The issue isn't the statement, then; it's its brevity and vagueness.


----------



## Oldhoosierdude (May 29, 2016)

The response I get a kick out of is "I like all kinds of music." Then when I ask about Classical (Including Opera) or Jazz they don't like them. Usually it comes down to only one music they actually like.


----------



## Bulldog (Nov 21, 2013)

Captainnumber36 said:


> How do you interpret this phrase when someone responds to the question "what do you like to listen to" with this canned statement.
> 
> To me it reflects, typically, someone that doesn't really care too much about music, not on a very deep level anyway. They may connect with music they hear, but perhaps not as deeply as someone who gives a more specific answer to the question of "what do you like to listen to?".


I think the above is nonsense. Caring about music and pondering what's next on the hit parade are entirely different subjects.

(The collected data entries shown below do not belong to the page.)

PR #1288, opened 2019-05-23
Minor refactorings 2

Macroz:
Continue making minor improvements (see also #1287)

### DIFF
--- a/test/clj/rems/api/testing.clj
+++ b/test/clj/rems/api/testing.clj
@@ -51,13 +51,12 @@
 (defn response-is-not-found? [response]
   (= 404 (:status response)))
 
-(defn coll-is-not-empty? [data]
-  (and (coll? data)
-       (seq data)))
-
 (defn coll-is-empty? [data]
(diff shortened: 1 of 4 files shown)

You and I never see these things the same way. So you might want to revise the name of your favorite performer, because mine is also yours - Alfred Brendel. We are the TC Twins. :wave:


----------



## Strange Magic (Sep 14, 2015)

"I listen to whatever I'm in the mood for." versus "I listen to whatever I'm not in the mood for."(?)

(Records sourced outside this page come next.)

PR #1301, opened 2019-05-28
rems.db.test-data: always create forms with form/create-form!

opqdonut:
so that they get stored in both application_form and form_template
tables

follow-up for #1299


opqdonut:
related to #913

PR #1303, opened 2019-05-29
migrations: generate missing form_template rows

opqdonut:
for #913


opqdonut:
We have one on the API layer. Might make sense to use it "through the stack".

luontola:
Sounds good. Just use the same schema at the persistence layer.

PR #1305, opened 2019-05-29
misc form code cleanup

opqdonut:
for #913


opqdonut:
probably easiest to review commit-by-commit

In Sonnet's excellent post, he pretty much covered the wide spectrum of moods that governs his (and most everyone's) listening habits. At the close, while he doesn't assert that "mood" drives all of his listening, a close reading of his post leads one to conclude (accurately) that mood actually does drive the process. I certainly think this is so in my case and realistically in virtually all cases. It implies nothing about how much an individual cares about music, nor about anyone's level of "depth" in their relationship to music.


----------



## Minor Sixthist (Apr 21, 2017)

I don't think I've ever heard this as a response to "what do you listen to." I feel like this would be an oddly dismissive and almost defensive answer to the question. I would be more wary of the way this person answered the question than with the actual content of that answer, which really does not bother me particularly.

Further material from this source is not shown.